Hello all, I just noticed my node didn’t display any stats on the dashboard so I checked the logs and everything was going fine several uploads and downloads going on and no errors, with an uptime since the last update (600-something hours)

So I restarted the node and now it keeps restarting every minute or so, after these error messages appear.

2020-06-28T18:03:31.129Z	ERROR	piecestore:cache	error getting current space used calculation: 		{"error": "lstat config/storage/blobs/ukfu6tapb5d2r2tsmjbhbboxilvt7jrwlqk7y2tapb5d2r2tsmjtapb5d2r2tsmj2sjxvqaaaaaa/3a/jeq5drdxuc7yzsvaccvvc3qsldz7ccyp2alheykjt7chv3iraq.sj1: input/output error"}
2020-06-28T18:03:31.130Z	ERROR	nodestats:cache		Get disk space usage query failed			        {"error": "context canceled"},
2020-06-28T18:03:31.130Z	ERROR	nodestats:cache		Get held amount query failed				        {"error": "context canceled"},
Error: lstat config/storage/blobs/ukfu6tapb5d2r2tsmjbhbboxilvt7jrwlqk7y2tapb5d2r2tsmjtapb5d2r2tsmj2sjxvqaaaaaa/3a/jeq5drdxuc7yzsvaccvvc3qsldz7ccyp2alheykjt7chv3iraq.sj1: input/output error

Does anyone know what these errors means and how to resolve them?

thanks :slight_smile:

Hello @Jeeaaasus,
Welcome to the forum!

The reason is

input/output error

Please, stop and remove your storagenode container and check your disk for errors
You can start from making sure that it’s still connected

df --si

Hello @Alexey :slight_smile:

Yeah the disk is mounted and seems fine, I can write files to it. It’s only 55% full, also in the minute before the node restarts, it does get some uploads and downloads which all finish with no errors.

Could this be maybe a corrupted file? what is that file it’s referencing in the error message?
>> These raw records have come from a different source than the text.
PR #922, opened 2021-05-14
Correct default invoice expiry

valentinewallace:
We previously stated in the codebase that the default invoice expiry
stated in the spec is 2 hours. It's actually 1 hour.

Relevant spec: https://github.com/lightningnetwork/lightning-rfc/blob/master/11-payment-encoding.md#tagged-fields


lightning-invoice/src/utils.rs
```diff
@@ -54,7 +54,7 @@ where
 
 	let (payment_hash, payment_secret) = channelmanager.create_inbound_payment(
 		amt_msat,
-		7200, // default invoice expiry is 2 hours
+		3600, // default invoice expiry is 1 hours
```
jkczyz, line 57: Could you reuse `DEFAULT_EXPIRY_TIME` here?

TheBlueMatt (approved):

jkczyz (approved):

PR #929, opened 2021-05-26
Parse RPC errors as JSON content

jkczyz:
Bitcoin Core's JSON RPC server returns errors as HTTP error responses with JSON content in the body. Parse this content as JSON to give a more meaningful error. Otherwise, "binary" is given because the content contains ASCII control characters.

Most of the parsing was already in place, but it was only triggered for OK responses.


ariard (commented):
Good to me b2f16ad

TheBlueMatt (approved):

config/storage/blobs/ukfu6tapb5d2r2tsmjbhbboxilvt7jrwlqk7y2tapb5d2r2tsmjtapb5d2r2tsmj2sjxvqaaaaaa/3a/jeq5drdxuc7yzsvaccvvc3qsldz7ccyp2alheykjt7chv3iraq.sj1

Just an ordinary piece?

Yes, it’s one of the pieces.
I would like recommend to check your disk for errors. This corruption could be a beginning of dying of the disk.

Any specific tool you’d recommend?

6 files got fixed and the node no longer errors or restarts.

But it took 30 minutes before the stats showed up on the dashboard but maybe that’s as expected …

Thanks @Alexey :slight_smile:

1 Like